PR #3844, opened 2021-06-17
update pruning example

J-shang:
`optimizer` used in pruner might be patched, so need a new `optimizer` in finetuning stage.

### DIFF
--- a/examples/model_compress/pruning/basic_pruners_torch.py
+++ b/examples/model_compress/pruning/basic_pruners_torch.py
@@ -143,7 +143,7 @@ def get_model_optimizer_scheduler(args, device, train_loader, test_loader, crite
         model.load_state_dict(torch.load(args.pretrained_model_dir))
         best_acc = test(args, model, device, criterion, test_loader)
 
-    # setup new opotimizer for fine-tuning
+    # setup new opotimizer for pruning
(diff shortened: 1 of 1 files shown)


examples/model_compress/pruning/basic_pruners_torch.py
```diff
@@ -278,6 +278,8 @@ def trainer(model, optimizer, criterion, epoch):
         m_speedup.speedup_model()
 
     print('start finetuning...')
+    optimizer = torch.optim.SGD(model.parameters(), lr=0.01, momentum=0.9, weight_decay=5e-4)
+    scheduler = MultiStepLR(optimizer, milestones=[int(args.pretrain_epochs * 0.5), int(args.pretrain_epochs * 0.75)], gamma=0.1)
```
hippogr, line 282: I found the same code at line 147 and 148...

J-shang: yes, I copy from there...
This because `optimizer` might be modified in pruner, ref line 230, 258, then we need a new `optimizer` in finetuning stage.

J-shang: add a comment for these lines

hippogr (approved):
:shipit:

linbinskn (approved):

QuanluZhang (approved):

ultmaster (approved):

PR #3856, opened 2021-06-21
[quantization speedup]fix data device type bug

linbinskn:
This PR is for fixing data's device type which has to be "cpu". Otherwise, it can not convert to numpy directly and will raise errors.

### DIFF
--- a/nni/compression/pytorch/quantization_speedup/integrated_tensorrt.py
+++ b/nni/compression/pytorch/quantization_speedup/integrated_tensorrt.py
@@ -290,6 +290,9 @@ class ModelSpeedupTensorRT(BaseModelSpeedup):
                 calib_data_set.append(data)
             calib_data = np.concatenate(calib_data_set)
         elif type(self.calib_data_loader) == torch.Tensor:
+            # trt need numpy as calibration data, only cpu data can convert to numpy directly
+            if self.calib_data_loader.device != torch.device("cpu"):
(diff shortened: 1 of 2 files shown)


nni/compression/pytorch/quantization_speedup/integrated_tensorrt.py
```diff
@@ -326,6 +329,8 @@ def inference(self, test_data):
             Model input tensor
         """
         # convert pytorch tensor to numpy darray
+        if test_data.device != torch.device("cpu"):
+            test_data = test_data.to("cpu")
```
QuanluZhang, line 333: it is a little strange that inference can only be executed on cpu... why?

linbinskn: image
Actually the inference executed on GPU after the memory copy from host memory to device memory which is done in our tool and the process of host2device memory copy is unavoidable. We use pycuda' s `memcpy_htod_async` api to do such copy. It is just a way of unifying that we choose to handle all host data and we will do memory copy in our engine before calibration and inference. We can also take another to handle it such as finding other way or API which can use torch cuda data directly. However, it will be more complicated and no extra advantage.

QuanluZhang: ok, got it

QuanluZhang (approved):

J-shang (approved):

Issue #3857, opened 2021-06-22
`max_workspace_size` is not compatible with tensorrt8.x


un-knight:
The following codes will invoke `AttributeError: 'tensorrt.tensorrt.Builder' object has no attribute 'max_workspace_size'` in the TensorRT 8.0.0.3. So it seems that `max_workspace_size` attribute has been removed in TensorRT8

https://github.com/microsoft/nni/blob/ef15fc81967fa13c74da6147931fde236464bf04/nni/compression/pytorch/quantization_speedup/integrated_tensorrt.py#L126

reference issues: https://github.com/NVIDIA-AI-IOT/torch2trt/issues/557

mallamsripooja:
Yes, same issue here. Had to downgrade to older version of Tensorrt.

linbinskn:
Exactly, this problem exists due to api updating after TensorRT8.0. Have supported the latest version in PR #3866 , please wait for it merged.

sriram-dsl:
builder = trt.Builder(TRT_LOGGER)
network = builder.create_network()

builder_config = builder.create_builder_config()

builder_config.max_workspace_size = 1 << 30

PR #3866, opened 2021-06-24
[Quantization speedup]support TensorRT8.0.0

linbinskn:
This PR aims to support the latest TensorRT version. Current quantization speedup tool is implemented based on TensorRT7.0. However, the latest tensorrt python api has changed which separates network definition and configuration after version 8.0. All configuration of low precision have been moved to IBuilderConfig and our current implementation can't work on it (the problem raised in issue #3857 ). This PR supports the new TensorRT version and the new api.

### DIFF
--- a/docs/en_US/Compression/QuantizationSpeedup.rst
+++ b/docs/en_US/Compression/QuantizationSpeedup.rst
@@ -48,7 +48,11 @@ Prerequisite
 ------------
 CUDA version >= 11.0
 
-TensorRT version >= 7.2
+TensorRT version >= 8.0
+
+Note
+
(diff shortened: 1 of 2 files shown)


J-shang:
this means we upgrade TensorRT dependency to >= 8.0? Is these upgrade available for most users?
And pls update the quantization speed up doc for this change.

linbinskn:
> 

> this means we upgrade TensorRT dependency to >= 8.0? Is these upgrade available for most users?
> And pls update the quantization speed up doc for this change.

@J-shang Good point! Have updated quantization speedup doc. I think the departure of network definition and configuration in latest TensorRT version is rational, and support the latest version is necessary for us. I believe most of people will use the latest version especially these people who want to try mixed precision in TensorRT.

J-shang (approved):

QuanluZhang (approved):

PR #3881, opened 2021-06-28
Use python 3.9 on pipeline

ultmaster:
This PR upgrade Python to 3.9 on pipeline unittests.

Lint is not updated due to smac issue (see follows):

- SMAC/BOHB test case is disabled because ConfigSpace used something called `tp_print` in its cython implementation, and the API is removed in Python 3.9. We can either contribute to upstream or wait until python 3.8 is EOL.
- Vision patch is no longer needed for latest version of PyTorch.
- Fixed an issue that makes DNGO tuner not work on later version of PyTorch. Not sure why. I think it has something to do with its model implementation, which is beyond the scope of this repo.
- Dropped the test cases on PyTorch 1.5.1, as I think it's a version that is too legacy to worth a maintenance.

Need to run IT to verify whether it works.


test/ut/sdk/test_builtin_tuners.py
```diff
@@ -22,8 +22,10 @@
 from nni.algorithms.hpo.regularized_evolution_tuner import RegularizedEvolutionTuner
 from nni.runtime.msg_dispatcher import _pack_parameter, MsgDispatcher
 
-if sys.platform != 'win32':
+smac_imported = False
+if sys.platform != 'win32' and sys.version_info < (3, 9):
```
J-shang, line 26: SMAC only works under 3.9?

dependencies/recommended.txt
```diff
@@ -1,12 +1,13 @@
...
-torch == 1.6.0 ; sys_platform == "darwin"
-torchvision == 0.7.0+cpu ; sys_platform != "darwin"
-torchvision == 0.7.0 ; sys_platform == "darwin"
+tensorflow == 2.5.0
+keras == 2.4.3
+tensorboard == 2.5.0
+torch == 1.9.0+cpu ; sys_platform != "darwin"
+torch == 1.9.0 ; sys_platform == "darwin"
+torchvision == 0.10.0+cpu ; sys_platform != "darwin"
+torchvision == 0.10.0 ; sys_platform == "darwin"
```
J-shang, line 10: do we need update the dockerfile?

ultmaster: I suggest we keep the Dockerfile unchanged for a while.

J-shang (approved):

QuanluZhang (approved):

### What you need to do
From the first line of the listing above to the line that contains "might be modified", inclusive, restate every line word for word. Nothing else belongs in the answer.

### Expected output
PR #3844, opened 2021-06-17
update pruning example

J-shang:
`optimizer` used in pruner might be patched, so need a new `optimizer` in finetuning stage.

### DIFF
--- a/examples/model_compress/pruning/basic_pruners_torch.py
+++ b/examples/model_compress/pruning/basic_pruners_torch.py
@@ -143,7 +143,7 @@ def get_model_optimizer_scheduler(args, device, train_loader, test_loader, crite
         model.load_state_dict(torch.load(args.pretrained_model_dir))
         best_acc = test(args, model, device, criterion, test_loader)
 
-    # setup new opotimizer for fine-tuning
+    # setup new opotimizer for pruning
(diff shortened: 1 of 1 files shown)


examples/model_compress/pruning/basic_pruners_torch.py
```diff
@@ -278,6 +278,8 @@ def trainer(model, optimizer, criterion, epoch):
         m_speedup.speedup_model()
 
     print('start finetuning...')
+    optimizer = torch.optim.SGD(model.parameters(), lr=0.01, momentum=0.9, weight_decay=5e-4)
+    scheduler = MultiStepLR(optimizer, milestones=[int(args.pretrain_epochs * 0.5), int(args.pretrain_epochs * 0.75)], gamma=0.1)
```
hippogr, line 282: I found the same code at line 147 and 148...

J-shang: yes, I copy from there...
This because `optimizer` might be modified in pruner, ref line 230, 258, then we need a new `optimizer` in finetuning stage.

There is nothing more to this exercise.